Simultaneous robust removal of tetracycline and tetracycline resistance genes by a novel UiO/TPU/PSF forward osmosis membrane

The accumulation of antibiotics in the environment fosters the evolution of antibiotic resistance genes (ARGs) that cause adverse an ecological impact. In this study, we fabricated a thermoplastic polyurethane/polysulfone (TPU/PSF) composite membrane with a low structural parameter and high mechanical strength using electrospinning. UiO-66-NH2 particles and particles interfacial polymerization thin-film nanocomposite forward osmosis (UTFN) membrane were then prepared and characterized with the best-performing substrate layer of the TPU/PSF (20/80) membrane. Furthermore, the co-rejection and mechanism of tetracycline (TC) and tetracycline resistance genes (TRGs) (commonly including tetA, tetC, tetM, tetO, and tetX, as well as int1 and 16S rRNA gene) were revealed.
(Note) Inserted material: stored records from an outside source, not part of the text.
PR #1662, opened 2026-06-24
[Redesign] Home Screen Followup Fixes

Komodo5197:
This is an ongoing collection of various fixes and improvements that have come up recently.  I expect more to roll in once the home screen finally rolls out to Android.


Chaphasilor:
Why did you decide to remove the section renaming for non-tab sections? I can see that keeping default names might be enough, but in this case preset tab sections should probably also be affected. Only taking this away for collections (and I guess recent queues?) seems a bit inconsistent?

The other changes sound good, haven't tested them yet. I think I might have opinions on the player minimizing feature, but the rest all seems reasonable, thanks!

lib/components/HomeScreen/home_screen_content.dart
```diff
@@ -489,7 +497,15 @@ class HomeScreenSectionContent extends ConsumerWidget {
                   padding: const EdgeInsets.symmetric(vertical: 2.0),
                   child: Container(
                     width: cardWidth * Random().nextDouble().clamp(0.2, 0.9),
-                    height: max(calculateTextHeight(style: TextTheme.of(context).bodySmall!, lines: 1) - 4, 0),
+                    height: max(
+                      calculateTextHeight(
+                            style: TextTheme.of(context).bodySmall!,
+                            lines: 1,
+                            scaling: MediaQuery.textScalerOf(context),
```
Chaphasilor, line 500: I think we also need to update for `track_list_tile.dart` too, while we're at it: https://github.com/UnicornsOnLSD/finamp/issues/1671

lib/components/MusicScreen/music_screen_tab_view.dart
```diff
@@ -126,8 +127,11 @@ class _MusicScreenTabViewState extends ConsumerState<MusicScreenTabView>
                   baseItem.albumArtists?.sortedBy((e) => e.name ?? '').map((e) => e.name ?? '').join(", ") ??
                   baseItem.albumArtist ??
                   "";
+              // TODO how does jellyfin sort handle this?  Do we match?
+              sortName = removeDiacritics(sortName).toLowerCase();
```
Chaphasilor, line 131: That's server logic, since they don't have a fast-scroller equivalent. So I don't think we need to match anything.  
But more relevant imo is if we should continue supporting the "scrolling" part at all, or if applying a simple filter wouldn't be a much better idea, getting rid of all this custom logic, becoming consistent with Jellyfin Web, and improving jump performance drastically. The new sort&filter stuff should handle that just fine, and so should the pagination. UI could also stay the way it is, for now at least.  
What do you think?

lib/components/MusicScreen/sort_and_filter_row.dart
```diff
@@ -293,8 +293,7 @@ class SortAndFilterRow extends ConsumerWidget {
                 SimpleButton(
                   icon: currentConfig.sortOrder.getIcon(),
                   text: currentConfig.sortBy.toLocalisedString(context.l10n),
-                  onPressed: showMenu,
-                  onIconPressed: () => controller._updateConfiguration(
```
Chaphasilor, line 298: Changing this makes it harder to open the filter menu, if you don't know that the center area is tappable. Maybe we should add some kind of placeholder/hint there, like "tap to configure sorting and filters"?  

Additionally, I think tapping the sortorder icon to toggle the order and tapping the sortby name to change the sortby is not a bad idea? I think you mainly noted that the hover effect looks off, right?

lib/l10n/app_en.arb
```diff
@@ -3190,7 +3190,7 @@
     "@favoriteGenres": {
         "description": "Name of a home screen section preset"
     },
-    "newlyAddedAlbums": "Newly Added Albums",
+    "newlyAddedAlbums": "Newly Added Albums (All Libraries)",
```
Chaphasilor: do we actually want to stick with this? I think Eric made a fair point about this being a bit unexpected, and I think *if* people use separate libraries, they'll most likely be aware of which one they added new files to.  
And if not, they are free to customize this section and just select "All libraries" if needed.

lib/menus/components/menuEntries/instant_mix_menu_entry.dart
```diff
@@ -18,18 +19,21 @@ class InstantMixMenuEntry extends ConsumerWidget implements HideableMenuEntry {
...
-      },
+          GlobalSnackbar.message((context) => AppLocalizations.of(context)!.startingInstantMix, isConfirmation: true);
+        },
+      ),
     );
   }
 
   @override
-  bool get isVisible => true;
+  bool get isVisible => !FinampSettingsHelper.finampSettings.isOffline;
```
Chaphasilor: can we just disable it instead? do we have a consistent policy for that now? 😅  
I'm not a fan of hiding options in certain conditions, if people might not be aware of their constraints (i.e. people probably don't know that Instant Mixes depend on the server).

lib/screens/player_screen.dart
```diff
@@ -199,7 +199,16 @@ class _PlayerScreenContent extends ConsumerWidget {
...
             toolbarHeight: toolbarHeight,
             title: PlayerScreenAppBarTitle(maxLines: maxToolbarLines),
-            leading: usingPlayerSplitScreen ? null : FinampAppBarBackButton(dismissDirection: AxisDirection.down),
+            leading: FinampAppBarBackButton(
+              dismissDirection: AxisDirection.down,
+              onPressed: () {
+                if (usingPlayerSplitScreen) {
+                  minimizeSplitScreen.value = true;
+                } else {
+                  Navigator.of(context).pop();
```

Results demonstrated that the as-prepared UTFN membrane with 0.075 wt% particle (UTFN-0.075) achieved the highest water flux (64 L m(-2) h(-1)) and the rejection of TC was above 99.64% using 0.5 mol (NH4)(2)HPO4 as the draw solution. Meanwhile, the permeability of the TRGs was lower than 10% (particularly, less than 1.4% for tetC). The rejection of electrically neutral TC was likely affected by steric hindrance, whereas the TRGs rejection mechanism could be attributed to electrostatic repulsion and pore sieving effect. As for permeability, differences in various TRGs were mainly attributed to their distribution. Therefore, the simultaneous removal of TC and TRGs by the UTFN membrane has significant application prospects for wastewater treatment.